Confident in their ability to discriminate between active and inactive compounds, Dr. Letai and his colleagues took an in vivo tumor model, MMTV-PyMT (mouse mammary tumor virus-polyoma middle tumor-antigen), and tested it across a 1,600-member bioactive library.

“Our question was, ‘Can we pick the drugs that will cause remission to these breast tumors by purely functional means?’”

While most of the 1,600 drugs “did nothing, which is great,” Dr. Letai said, his laboratory identified and prioritized for testing the drugs that selectively caused apoptotic signaling in the tumor cells but not the normal cells. “We chose a handful of positive and negative controls to see if we could predict the ones that would work.”

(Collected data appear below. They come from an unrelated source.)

Issue #734, opened 2022-12-18
Lagon runtime support


QuiiBz:
Hello! I would like to discuss how we can land [Lagon](https://github.com/lagonapp/lagon) support on Hono. It's an open-source runtime and platform specifically made for the edge, similar to CF Workers / Deno Deploy, bootstrapped and driven by the community.

Some notes:
- We can detect the runtime (https://github.com/honojs/hono/pull/644) using `!!globalThis.__lagon__`
- I have already created [an issue](https://github.com/lagonapp/lagon/issues/97) on Lagon repo to track the progress
- It might be a good idea to add an example on both [Hono examples repo](https://github.com/honojs/examples) and [Lagon examples directory](https://github.com/lagonapp/lagon/tree/main/examples)
- Lagon implements the native Web APIs and follows WinterCG conventions

You can already test locally using the CLI (`npm i -g @lagon/cli`, and feel free to DM me if you want to try the cloud version), here is an example of the "Hello World" showcased on the website and adapter for Lagon:

```ts
import { Hono } from 'hono'

const app = new Hono()
app.get('/', (c) => c.text('Hello! Hono!'))

export const handler = app.fetch
```

yusukebe:
Hi @QuiiBz !

Ultra cool!! It works on my machine!! Yes, let's go ahead.

<img width="446" alt="SS" src="https://user-images.githubusercontent.com/10682/208305431-75e6f446-1ef6-40da-9dcd-10ff13323638.png">

<img width="287" alt="SS" src="https://user-images.githubusercontent.com/10682/208305433-8482c508-7d16-4c73-87b8-009e30bde713.png">

QuiiBz:
Cool! Do you have a test suite that we could use to run Lagon on? I would happily create a PR at https://github.com/honojs/honojs.dev to add some documentation.

QuiiBz:
Currently, there is no `lagon test` command built-in. We can't use a jest environment, because the code will still run inside Node. I see two options for this:

- Create a `lagon test` command that will wrap your code inside a handler function and run it (but I'm not sure if we can bundle Jest inside a non-node environment)
- Use `lagon dev` and perform HTTP queries on the dev server to check for proper responses (similar to the test in the example mentioned above)

I'll try each built-in middleware and see if there are any issues.

QuiiBz:
Update on middlewares, I've tested most of the feature and middlewares built-in into Hono, using `lagon dev` and running Jest to make HTTP requests on the Lagon dev server:

[...]

PR #742, opened 2022-12-24
feat: Lagon support with runtime detection & tests

QuiiBz:
Closes https://github.com/honojs/hono/issues/734
Closes https://github.com/lagonapp/lagon/issues/97

This PR follows https://github.com/honojs/honojs.dev/pull/27 and adds the following:
- Runtime detection using the `__lagon__` global, returning the `lagon` key as specified in WinterCG Runtime Keys
- `test:lagon` command that runs `lagon_test/index.ts` inside Lagon (using `lagon dev`) and runs `lagon_test/index.test.ts` against it
- Add "Lagon" mentions after mentions of Cloudflare Workers, Deno and Bun

### DIFF
--- a/.github/workflows/ci.yml
+++ b/.github/workflows/ci.yml
@@ -53,5 +53,6 @@ jobs:
         with:
           node-version: 18.x
       - run: yarn install --frozen-lockfile
-      - run: npm i -g @lagon/cli esbuild
+      - run: npm run build
+      - run: npm i -g @lagon/cli@latest esbuild@latest
       - run: npm run test:lagon
--- a/.github/workflows/ci.yml
+++ b/.github/workflows/ci.yml
@@ -44,3 +44,14 @@ jobs:
       - run: curl -fsSL https://bun.sh/install | bash
       - run: echo "${HOME}/.bun/bin" >> $GITHUB_PATH
       - run: npm run test:bun
+
+  lagon:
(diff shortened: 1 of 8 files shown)


yusukebe:
Hi @QuiiBz !

Great!! We can test with `test:lagon`!!

> Add "Lagon" mentions after mentions of Cloudflare Workers, Deno and Bun

This is OK. However, with all due respect, "Lagon" is still in the "Dev" phase and may not specify here in some cases. But, now, it's OK. It is good to support many platforms for Hono.

QuiiBz:
Agree, I can remove those mentions if you want while it's still in dev. I've just released a new version of Lagon CLI to add support for ETag, so I'll remove the `.skip` on the ETag test.

yusukebe:
CI failed. I think you should do a `build` before `jest`.

yusukebe:
> Agree, I can remove those mentions if you want while it's still in dev.

Thanks for understanding!

QuiiBz:
> CI failed. I think you should do a `build` before `jest`.

Yes, I'm just waiting for the latest release of the CLI to push the fix :)

QuiiBz:
Just removed the mentions of Lagon, enabled the ETag test, and added a build step before running the tests. Now the CI should work!

yusukebe:
Thank you! I'll merge it!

They tested two drugs for mouse breast tumor regression—an HSP90 inhibitor and a BCR-ABL kinase inhibitor—as single agents and in combination therapy. After 14 days of treatment with the drug combination, “we essentially had a complete remission of these murine breast tumors.”

Although removal of the two agents resulted in tumor regrowth, “it’s still strong proof that we’re able to identify active drugs that can be combined into effective combination regimens,” Dr. Letai said. A more comprehensive view of testing of drugs they predicted would work and not work showed “good correlation between what we measured in terms of delta priming and what was observed in terms of treatment of the actual mouse.”

Dr. Letai said the BH3 profiling assay is not far from being able to be performed in a CLIA-certified laboratory, thanks to the expertise of pathologists Dr. Kim and Dr. Lucas. Once it is, he said, it should be transferable. “There’s no reason why it wouldn’t be transferable to another center with proper training. We don’t do any magic. These are recipes, cookbooks, protocols that could be performed by a cell biologist.”

Amy Carpenter Aquino is CAP TODAY senior editor.